PR #446, opened 2016-02-23
add docker stop with stop timeout

lkosz:
I've made two changes in module:
- add support of timeout in docker stop: docker stop -t <timeout> (optional)
https://docs.docker.com/engine/reference/commandline/stop/

- one correction of typo in CONTRIBUTING.md

I added one test which checks if docker stop -t <timeout> is added. More detailed tests could check validation of parameter and it initial state. If you want them, let me know :)

~~I found one problem - there is difference between init script and systemd service in stop methods: systemd makes docker kill, init script makes docker stop. I think it could be aligned to one common method.~~

### DIFF
--- a/templates/etc/systemd/system/docker-run.erb
+++ b/templates/etc/systemd/system/docker-run.erb
@@ -48,7 +48,11 @@ ExecStart=/usr/bin/<%= @docker_command %> start -a <%= @sanitised_title %>
 <% end -%>
 <%- if @before_stop %>ExecStop=-<%= @before_stop %>
 <% end -%>
+<<<<<<< HEAD
 ExecStop=-/usr/bin/<%= @docker_command %> stop --time=<%= @stop_wait_time %> <%= @sanitised_title %>
+=======
+ExecStop=-/usr/bin/<%= @docker_command %> stop <% if @stop_timeout != false %>-t <%= @stop_timeout %> <% end %><%= @sanitised_title %>
+>>>>>>> fe4c6e7... Added docker stop timeout possibility
 <%- if @remove_container_on_stop %>ExecStop=-/usr/bin/<%= @docker_command %> rm <% if @remove_volume_on_stop %>-v<% end %> <%= @sanitised_title %>
 <% end -%>
 
--- a/CONTRIBUTING.md
+++ b/CONTRIBUTING.md
@@ -74,7 +74,7 @@ with:
     bundle exec rake beaker
 
 This will run the tests on an Ubuntu 12.04 virtual machine. You can also
-run the integration tests against Centos 6.5 with:
+run the integration tests against Centos 7.0 with:
 
     BEAKER_set=centos-70-x64 bundle exec rake beaker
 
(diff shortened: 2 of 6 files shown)


templates/etc/systemd/system/docker-run.erb
```diff
@@ -39,6 +39,9 @@ ExecStart=/usr/bin/<%= @docker_command %> run \
         <% if @command %> <%= @command %><% end %>
 <%- if @before_stop %>ExecStop=-<%= @before_stop %>
 <% end -%>
+<% if @stop_before_kill -%>
+ExecStop=-/usr/bin/<%= @docker_command %> stop <% if @stop_timeout != false %>-t <%= @stop_timeout %> <% end %><%= @sanitised_title %>
+<%- end -%>
 ExecStop=-/usr/bin/<%= @docker_command %> kill <%= @sanitised_title %>
```
dimonzozo: Hi @lkosz, killing after stop is unnecessary, because `docker stop` will [kill container after timeout](https://docs.docker.com/engine/reference/commandline/stop/).

Configuring stop timeout seems reasonable for me, but I think it will be better to remove this line with `docker kill`.

lkosz: Yes, that line with docker kill should be removed. But we have to wait what garethr say because that change seems to be done intentionally. On the other hand when you look into initscript template, you'll notice that there is no docker kill...

maxd:
I think need to remove `docker kill` and leave `docker stop -t <timeout>` only and remove useless in this case `stop_before_kill` option. @garethr what do you think?

maxd:
@lkosz Could you please rebase from master this PR (this is required to re-run Travis CI)?

lkosz:
@maxd done

garethr:
@maxd it looks like this PR has pulled in some extra commits form elsewhere. If you could rebase against master and maybe squash the commits? That should make it easier to review. Thanks

maxd:
@garethr @lkosz is author if this PR :)

lkosz:
@garethr @maxd rebase done

maxd:
@lkosz Seems like this Travis CI problem related to Gentoo init.d script (it was suddenly added several days ago). Could you please add `-t <timeout>` option to [this init.d script](https://github.com/garethr/garethr-docker/blob/master/templates/etc/init.d/docker-run.gentoo.erb#L69) too? I have made these changes locally and all test has been passed successfully.

lkosz:
@maxd done :)

lkosz:
Yesterday I've rebased from master again and since that moment I have failing tests. Problem is that on two different machines tests passes.
@garethr @maxd do you have any idea what's wrong?

maxd:
@garethr @lkosz I don't understand why but Travis CI install different versions of `rspec`. Grep `rspec-core` in [valid](https://s3.amazonaws.com/archive.travis-ci.org/jobs/121363720/log.txt) and [invalid](https://s3.amazonaws.com/archive.travis-ci.org/jobs/122703907/log.txt) build logs.

lkosz:
@garethr @maxd tests passed. PR is ready for accept :)

lkosz:
Closing. Stop timeout functionality added in version 5.3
________
#### BRIEF
When the line with "idea what's wrong?" is reached in the data above, start copying there, and copy each line exactly until the line with "for accept :)" has been copied; copy nothing else.

#### REPLY
@garethr @maxd do you have any idea what's wrong?

maxd:
@garethr @lkosz I don't understand why but Travis CI install different versions of `rspec`. Grep `rspec-core` in [valid](https://s3.amazonaws.com/archive.travis-ci.org/jobs/121363720/log.txt) and [invalid](https://s3.amazonaws.com/archive.travis-ci.org/jobs/122703907/log.txt) build logs.

lkosz:
@garethr @maxd tests passed. PR is ready for accept :)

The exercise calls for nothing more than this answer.